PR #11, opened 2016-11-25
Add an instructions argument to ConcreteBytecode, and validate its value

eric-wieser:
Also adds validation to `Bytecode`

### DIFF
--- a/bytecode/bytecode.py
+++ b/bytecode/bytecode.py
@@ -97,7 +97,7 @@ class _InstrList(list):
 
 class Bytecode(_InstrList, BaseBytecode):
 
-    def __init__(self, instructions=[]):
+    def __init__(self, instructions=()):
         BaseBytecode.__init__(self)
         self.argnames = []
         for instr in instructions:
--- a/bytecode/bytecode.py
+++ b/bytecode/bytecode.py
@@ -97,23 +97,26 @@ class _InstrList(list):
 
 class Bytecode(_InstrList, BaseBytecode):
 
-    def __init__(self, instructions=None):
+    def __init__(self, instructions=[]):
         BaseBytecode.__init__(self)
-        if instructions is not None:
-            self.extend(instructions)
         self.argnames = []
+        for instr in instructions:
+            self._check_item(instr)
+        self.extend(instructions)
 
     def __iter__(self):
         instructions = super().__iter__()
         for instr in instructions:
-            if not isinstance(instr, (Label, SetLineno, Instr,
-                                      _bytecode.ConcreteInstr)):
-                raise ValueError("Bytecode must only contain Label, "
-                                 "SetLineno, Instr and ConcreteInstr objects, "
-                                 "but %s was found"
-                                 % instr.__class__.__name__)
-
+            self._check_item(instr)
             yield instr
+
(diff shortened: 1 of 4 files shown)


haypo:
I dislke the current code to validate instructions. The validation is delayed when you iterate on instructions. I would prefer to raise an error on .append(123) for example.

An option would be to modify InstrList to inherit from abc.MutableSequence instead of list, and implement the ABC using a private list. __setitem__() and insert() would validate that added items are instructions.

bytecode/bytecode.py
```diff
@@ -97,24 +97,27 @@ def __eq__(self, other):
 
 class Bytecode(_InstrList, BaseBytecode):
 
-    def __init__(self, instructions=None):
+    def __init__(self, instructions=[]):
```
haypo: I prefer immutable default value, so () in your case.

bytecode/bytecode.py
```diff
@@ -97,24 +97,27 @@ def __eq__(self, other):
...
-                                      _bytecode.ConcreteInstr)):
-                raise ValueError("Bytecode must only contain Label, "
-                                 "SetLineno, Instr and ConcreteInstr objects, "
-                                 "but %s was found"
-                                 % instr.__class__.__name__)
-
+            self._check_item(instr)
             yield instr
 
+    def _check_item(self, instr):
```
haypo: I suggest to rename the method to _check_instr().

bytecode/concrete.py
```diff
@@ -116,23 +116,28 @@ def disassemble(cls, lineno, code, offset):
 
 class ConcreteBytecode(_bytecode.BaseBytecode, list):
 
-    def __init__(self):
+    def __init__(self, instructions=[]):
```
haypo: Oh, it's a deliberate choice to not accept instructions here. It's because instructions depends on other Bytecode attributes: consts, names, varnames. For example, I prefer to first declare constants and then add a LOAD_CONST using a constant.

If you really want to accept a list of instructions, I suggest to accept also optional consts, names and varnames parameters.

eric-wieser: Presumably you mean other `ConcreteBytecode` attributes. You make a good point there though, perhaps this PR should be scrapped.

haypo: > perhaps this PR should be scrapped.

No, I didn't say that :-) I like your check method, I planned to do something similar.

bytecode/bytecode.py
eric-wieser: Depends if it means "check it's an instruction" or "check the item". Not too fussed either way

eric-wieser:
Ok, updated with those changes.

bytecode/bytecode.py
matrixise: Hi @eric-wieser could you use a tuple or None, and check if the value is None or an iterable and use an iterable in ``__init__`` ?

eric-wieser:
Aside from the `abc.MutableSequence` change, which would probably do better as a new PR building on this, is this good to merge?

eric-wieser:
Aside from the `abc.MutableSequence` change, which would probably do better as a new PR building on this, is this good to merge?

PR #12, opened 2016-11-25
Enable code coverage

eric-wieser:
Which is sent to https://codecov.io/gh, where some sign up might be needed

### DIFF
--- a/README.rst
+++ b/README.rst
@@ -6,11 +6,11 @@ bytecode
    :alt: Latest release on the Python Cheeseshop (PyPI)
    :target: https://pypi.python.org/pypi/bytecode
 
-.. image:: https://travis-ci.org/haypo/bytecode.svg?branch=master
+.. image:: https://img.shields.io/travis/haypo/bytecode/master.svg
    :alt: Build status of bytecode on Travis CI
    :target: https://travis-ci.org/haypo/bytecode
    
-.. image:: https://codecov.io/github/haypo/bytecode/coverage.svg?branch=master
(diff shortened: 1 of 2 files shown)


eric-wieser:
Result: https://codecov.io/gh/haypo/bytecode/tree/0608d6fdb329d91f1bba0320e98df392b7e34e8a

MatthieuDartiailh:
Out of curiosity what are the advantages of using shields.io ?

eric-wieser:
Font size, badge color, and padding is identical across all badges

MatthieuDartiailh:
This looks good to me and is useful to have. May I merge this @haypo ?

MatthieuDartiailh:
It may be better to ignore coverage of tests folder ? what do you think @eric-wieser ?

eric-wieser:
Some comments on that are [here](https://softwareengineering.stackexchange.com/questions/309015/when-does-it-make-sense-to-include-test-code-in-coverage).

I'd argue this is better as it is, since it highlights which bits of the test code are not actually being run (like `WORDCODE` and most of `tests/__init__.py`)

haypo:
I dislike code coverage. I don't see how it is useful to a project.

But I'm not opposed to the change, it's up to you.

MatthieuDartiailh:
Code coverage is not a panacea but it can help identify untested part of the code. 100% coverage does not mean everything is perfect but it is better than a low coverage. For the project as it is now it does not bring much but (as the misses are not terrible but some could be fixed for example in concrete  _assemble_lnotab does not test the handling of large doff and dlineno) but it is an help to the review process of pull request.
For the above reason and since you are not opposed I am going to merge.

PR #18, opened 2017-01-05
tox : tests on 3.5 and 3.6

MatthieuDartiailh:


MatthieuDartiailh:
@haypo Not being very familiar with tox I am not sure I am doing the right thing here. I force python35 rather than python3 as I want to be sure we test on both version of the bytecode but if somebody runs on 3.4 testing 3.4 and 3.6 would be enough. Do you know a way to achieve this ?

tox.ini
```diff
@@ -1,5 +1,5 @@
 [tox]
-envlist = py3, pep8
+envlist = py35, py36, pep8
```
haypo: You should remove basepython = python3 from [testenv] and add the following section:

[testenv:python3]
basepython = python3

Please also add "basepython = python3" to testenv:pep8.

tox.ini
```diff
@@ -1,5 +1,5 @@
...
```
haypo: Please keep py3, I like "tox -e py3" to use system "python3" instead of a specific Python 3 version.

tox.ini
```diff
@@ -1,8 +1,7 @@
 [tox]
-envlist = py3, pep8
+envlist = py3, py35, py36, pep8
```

────────────────────────────────────────

■ **Task requirements**
Pick each line holding the word "since" out of the data and copy it.

■ **Answer to this exercise**
I'd argue this is better as it is, since it highlights which bits of the test code are not actually being run (like `WORDCODE` and most of `tests/__init__.py`)
For the above reason and since you are not opposed I am going to merge.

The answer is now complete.